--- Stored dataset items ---

==============================

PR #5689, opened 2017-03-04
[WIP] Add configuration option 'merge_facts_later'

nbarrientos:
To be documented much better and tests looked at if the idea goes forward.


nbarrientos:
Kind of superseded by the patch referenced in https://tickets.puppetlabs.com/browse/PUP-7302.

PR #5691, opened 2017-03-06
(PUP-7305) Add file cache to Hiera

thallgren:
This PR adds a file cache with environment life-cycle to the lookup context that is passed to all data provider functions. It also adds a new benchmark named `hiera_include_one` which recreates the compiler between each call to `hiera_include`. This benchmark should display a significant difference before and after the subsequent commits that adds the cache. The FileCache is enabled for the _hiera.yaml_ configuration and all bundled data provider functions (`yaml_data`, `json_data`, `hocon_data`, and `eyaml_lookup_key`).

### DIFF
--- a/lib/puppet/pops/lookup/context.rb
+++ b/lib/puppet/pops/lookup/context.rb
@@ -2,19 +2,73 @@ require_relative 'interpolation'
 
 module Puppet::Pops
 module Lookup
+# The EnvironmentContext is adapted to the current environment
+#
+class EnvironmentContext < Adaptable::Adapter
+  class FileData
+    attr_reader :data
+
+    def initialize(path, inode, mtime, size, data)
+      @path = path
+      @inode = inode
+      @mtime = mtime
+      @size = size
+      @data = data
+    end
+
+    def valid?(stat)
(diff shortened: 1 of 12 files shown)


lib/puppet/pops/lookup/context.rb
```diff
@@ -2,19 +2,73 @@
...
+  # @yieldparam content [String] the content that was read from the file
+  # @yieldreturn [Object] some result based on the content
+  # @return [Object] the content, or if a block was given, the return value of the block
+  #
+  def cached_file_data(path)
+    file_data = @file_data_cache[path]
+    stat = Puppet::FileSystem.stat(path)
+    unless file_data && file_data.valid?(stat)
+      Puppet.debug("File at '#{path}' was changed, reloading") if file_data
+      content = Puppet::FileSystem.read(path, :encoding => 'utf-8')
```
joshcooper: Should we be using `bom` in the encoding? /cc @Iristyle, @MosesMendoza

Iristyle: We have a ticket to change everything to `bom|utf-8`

==============================

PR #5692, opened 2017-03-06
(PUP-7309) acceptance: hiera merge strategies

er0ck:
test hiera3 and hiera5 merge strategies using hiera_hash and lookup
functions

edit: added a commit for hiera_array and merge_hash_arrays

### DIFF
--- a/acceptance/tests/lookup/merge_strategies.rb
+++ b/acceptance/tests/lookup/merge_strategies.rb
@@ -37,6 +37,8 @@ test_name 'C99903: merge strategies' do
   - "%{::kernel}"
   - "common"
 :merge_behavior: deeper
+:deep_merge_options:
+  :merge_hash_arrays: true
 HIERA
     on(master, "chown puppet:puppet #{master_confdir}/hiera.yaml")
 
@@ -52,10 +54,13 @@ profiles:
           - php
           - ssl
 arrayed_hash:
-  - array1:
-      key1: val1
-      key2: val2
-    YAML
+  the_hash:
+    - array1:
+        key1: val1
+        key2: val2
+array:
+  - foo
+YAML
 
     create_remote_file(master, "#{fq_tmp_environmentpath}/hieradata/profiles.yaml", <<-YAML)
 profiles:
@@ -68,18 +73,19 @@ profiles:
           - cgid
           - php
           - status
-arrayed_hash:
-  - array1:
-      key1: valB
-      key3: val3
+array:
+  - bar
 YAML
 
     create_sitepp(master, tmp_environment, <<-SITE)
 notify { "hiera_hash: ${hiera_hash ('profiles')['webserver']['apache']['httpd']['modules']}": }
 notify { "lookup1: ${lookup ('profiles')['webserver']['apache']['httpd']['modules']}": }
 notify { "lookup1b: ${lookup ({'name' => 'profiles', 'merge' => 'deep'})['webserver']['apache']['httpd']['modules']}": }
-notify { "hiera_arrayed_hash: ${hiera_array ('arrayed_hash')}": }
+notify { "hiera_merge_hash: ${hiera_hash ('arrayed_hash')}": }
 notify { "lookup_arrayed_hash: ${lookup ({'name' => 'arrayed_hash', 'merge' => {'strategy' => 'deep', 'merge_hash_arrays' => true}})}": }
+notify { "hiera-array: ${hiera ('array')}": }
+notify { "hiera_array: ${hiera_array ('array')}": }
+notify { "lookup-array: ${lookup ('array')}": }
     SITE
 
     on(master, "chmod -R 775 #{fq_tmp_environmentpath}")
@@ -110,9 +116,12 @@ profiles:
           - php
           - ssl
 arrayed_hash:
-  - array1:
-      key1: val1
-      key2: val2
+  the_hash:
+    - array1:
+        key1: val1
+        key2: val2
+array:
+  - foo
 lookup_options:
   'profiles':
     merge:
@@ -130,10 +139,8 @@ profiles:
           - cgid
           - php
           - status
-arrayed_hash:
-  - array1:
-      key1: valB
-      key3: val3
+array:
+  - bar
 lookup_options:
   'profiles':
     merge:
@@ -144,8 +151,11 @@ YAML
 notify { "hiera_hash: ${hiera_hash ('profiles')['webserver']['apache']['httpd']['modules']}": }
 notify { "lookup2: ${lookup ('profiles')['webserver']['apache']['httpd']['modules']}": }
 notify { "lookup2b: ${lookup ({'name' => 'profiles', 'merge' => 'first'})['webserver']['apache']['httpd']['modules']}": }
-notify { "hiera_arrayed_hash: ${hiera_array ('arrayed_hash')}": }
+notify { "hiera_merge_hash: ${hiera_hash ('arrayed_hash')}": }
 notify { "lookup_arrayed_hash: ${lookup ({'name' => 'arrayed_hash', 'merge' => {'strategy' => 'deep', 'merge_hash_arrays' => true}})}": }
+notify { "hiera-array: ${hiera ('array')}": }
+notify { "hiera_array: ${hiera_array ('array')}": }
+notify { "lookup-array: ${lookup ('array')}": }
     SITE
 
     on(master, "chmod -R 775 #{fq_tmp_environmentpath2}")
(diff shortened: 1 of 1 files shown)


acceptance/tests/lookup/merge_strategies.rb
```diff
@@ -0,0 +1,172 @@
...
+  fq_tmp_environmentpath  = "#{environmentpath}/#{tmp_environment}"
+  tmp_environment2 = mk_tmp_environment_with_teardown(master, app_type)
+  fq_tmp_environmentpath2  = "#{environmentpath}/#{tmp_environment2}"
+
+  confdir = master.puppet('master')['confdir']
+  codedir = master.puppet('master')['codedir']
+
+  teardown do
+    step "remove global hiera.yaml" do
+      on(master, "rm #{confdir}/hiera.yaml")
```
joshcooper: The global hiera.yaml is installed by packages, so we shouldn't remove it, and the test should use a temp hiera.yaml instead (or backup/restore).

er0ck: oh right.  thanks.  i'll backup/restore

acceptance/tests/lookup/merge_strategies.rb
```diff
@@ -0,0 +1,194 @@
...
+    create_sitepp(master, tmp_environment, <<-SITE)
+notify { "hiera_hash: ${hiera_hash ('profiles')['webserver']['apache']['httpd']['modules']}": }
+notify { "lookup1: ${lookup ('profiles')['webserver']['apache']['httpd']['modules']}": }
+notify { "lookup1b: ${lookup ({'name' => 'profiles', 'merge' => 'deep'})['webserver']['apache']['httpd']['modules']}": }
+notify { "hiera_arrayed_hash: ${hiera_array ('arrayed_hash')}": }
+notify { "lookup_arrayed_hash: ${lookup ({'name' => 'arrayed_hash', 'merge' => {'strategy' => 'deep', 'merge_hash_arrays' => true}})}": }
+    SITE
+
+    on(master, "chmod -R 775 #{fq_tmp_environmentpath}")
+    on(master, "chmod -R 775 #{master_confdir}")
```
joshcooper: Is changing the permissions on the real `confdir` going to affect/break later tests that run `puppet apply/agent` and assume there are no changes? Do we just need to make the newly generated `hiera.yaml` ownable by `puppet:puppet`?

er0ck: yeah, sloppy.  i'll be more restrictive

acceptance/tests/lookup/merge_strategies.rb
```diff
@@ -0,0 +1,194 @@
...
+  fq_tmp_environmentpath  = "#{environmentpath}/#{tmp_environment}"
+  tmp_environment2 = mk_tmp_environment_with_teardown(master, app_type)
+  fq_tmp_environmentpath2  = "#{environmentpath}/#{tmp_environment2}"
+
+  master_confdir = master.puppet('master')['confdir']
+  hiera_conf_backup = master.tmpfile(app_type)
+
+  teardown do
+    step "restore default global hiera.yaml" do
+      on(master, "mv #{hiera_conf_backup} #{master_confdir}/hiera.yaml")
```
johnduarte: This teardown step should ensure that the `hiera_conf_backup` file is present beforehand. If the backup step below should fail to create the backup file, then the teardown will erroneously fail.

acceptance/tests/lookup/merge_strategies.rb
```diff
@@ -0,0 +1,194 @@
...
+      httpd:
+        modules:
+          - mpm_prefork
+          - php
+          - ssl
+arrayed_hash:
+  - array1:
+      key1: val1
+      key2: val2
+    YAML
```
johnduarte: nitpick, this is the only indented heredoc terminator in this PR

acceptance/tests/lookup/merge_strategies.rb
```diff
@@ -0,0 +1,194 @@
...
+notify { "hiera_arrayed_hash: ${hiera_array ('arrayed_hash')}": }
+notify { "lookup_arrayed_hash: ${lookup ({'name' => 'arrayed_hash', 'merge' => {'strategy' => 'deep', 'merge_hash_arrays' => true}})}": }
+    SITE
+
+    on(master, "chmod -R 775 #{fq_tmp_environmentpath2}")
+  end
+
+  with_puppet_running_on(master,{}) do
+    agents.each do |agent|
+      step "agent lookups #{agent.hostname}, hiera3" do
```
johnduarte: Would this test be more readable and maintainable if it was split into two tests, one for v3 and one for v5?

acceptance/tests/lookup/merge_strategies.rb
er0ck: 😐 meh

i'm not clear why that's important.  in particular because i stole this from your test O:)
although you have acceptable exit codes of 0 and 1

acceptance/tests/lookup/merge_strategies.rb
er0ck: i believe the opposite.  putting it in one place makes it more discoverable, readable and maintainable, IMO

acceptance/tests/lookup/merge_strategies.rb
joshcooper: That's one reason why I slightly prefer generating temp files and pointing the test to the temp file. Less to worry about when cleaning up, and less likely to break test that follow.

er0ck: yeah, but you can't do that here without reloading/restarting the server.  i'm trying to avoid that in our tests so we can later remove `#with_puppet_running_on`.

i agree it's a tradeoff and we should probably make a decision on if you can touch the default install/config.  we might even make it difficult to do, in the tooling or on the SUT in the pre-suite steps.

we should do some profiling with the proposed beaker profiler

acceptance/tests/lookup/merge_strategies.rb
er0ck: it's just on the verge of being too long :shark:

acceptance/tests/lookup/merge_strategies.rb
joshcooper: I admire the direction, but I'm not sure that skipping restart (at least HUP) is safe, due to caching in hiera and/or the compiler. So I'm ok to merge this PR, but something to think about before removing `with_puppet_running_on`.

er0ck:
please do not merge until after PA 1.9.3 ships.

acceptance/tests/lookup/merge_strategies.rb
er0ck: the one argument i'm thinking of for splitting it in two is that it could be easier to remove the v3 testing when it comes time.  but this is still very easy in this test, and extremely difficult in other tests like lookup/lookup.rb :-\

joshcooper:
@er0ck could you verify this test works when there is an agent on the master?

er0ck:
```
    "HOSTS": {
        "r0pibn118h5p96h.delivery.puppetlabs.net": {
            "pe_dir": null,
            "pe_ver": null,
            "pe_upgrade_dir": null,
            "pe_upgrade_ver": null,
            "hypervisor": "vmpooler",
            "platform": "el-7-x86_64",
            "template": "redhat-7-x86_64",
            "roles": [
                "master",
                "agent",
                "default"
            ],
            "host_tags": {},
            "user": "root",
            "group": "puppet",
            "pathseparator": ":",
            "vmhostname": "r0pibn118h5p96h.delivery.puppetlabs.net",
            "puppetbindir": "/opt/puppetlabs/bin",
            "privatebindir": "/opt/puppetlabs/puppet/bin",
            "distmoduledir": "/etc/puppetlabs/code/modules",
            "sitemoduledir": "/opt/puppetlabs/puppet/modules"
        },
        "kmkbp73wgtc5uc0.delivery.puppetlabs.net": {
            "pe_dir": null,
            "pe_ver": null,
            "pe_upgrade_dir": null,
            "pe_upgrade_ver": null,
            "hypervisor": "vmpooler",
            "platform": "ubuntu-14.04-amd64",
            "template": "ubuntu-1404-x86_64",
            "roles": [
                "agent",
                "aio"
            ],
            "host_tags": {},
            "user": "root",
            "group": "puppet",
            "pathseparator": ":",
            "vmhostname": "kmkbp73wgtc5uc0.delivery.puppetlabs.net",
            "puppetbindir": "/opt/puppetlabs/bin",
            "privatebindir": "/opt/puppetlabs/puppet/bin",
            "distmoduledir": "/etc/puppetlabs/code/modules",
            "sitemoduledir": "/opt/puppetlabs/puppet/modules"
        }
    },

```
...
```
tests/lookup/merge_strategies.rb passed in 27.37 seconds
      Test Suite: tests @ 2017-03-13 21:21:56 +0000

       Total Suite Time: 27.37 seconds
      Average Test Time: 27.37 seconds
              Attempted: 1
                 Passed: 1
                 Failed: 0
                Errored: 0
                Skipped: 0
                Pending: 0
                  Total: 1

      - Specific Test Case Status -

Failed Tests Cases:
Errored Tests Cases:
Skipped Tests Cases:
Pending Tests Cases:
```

==============================

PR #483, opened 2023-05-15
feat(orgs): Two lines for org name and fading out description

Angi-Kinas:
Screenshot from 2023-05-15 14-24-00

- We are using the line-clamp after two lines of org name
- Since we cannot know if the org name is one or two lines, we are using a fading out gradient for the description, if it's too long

==============================

--- Task requirements ---
Write out exactly the lines above from the line with "i agree it's" through the line with "we should do", both of them included, and leave out all other lines.

--- Written solution ---
i agree it's a tradeoff and we should probably make a decision on if you can touch the default install/config.  we might even make it difficult to do, in the tooling or on the SUT in the pre-suite steps.

we should do some profiling with the proposed beaker profiler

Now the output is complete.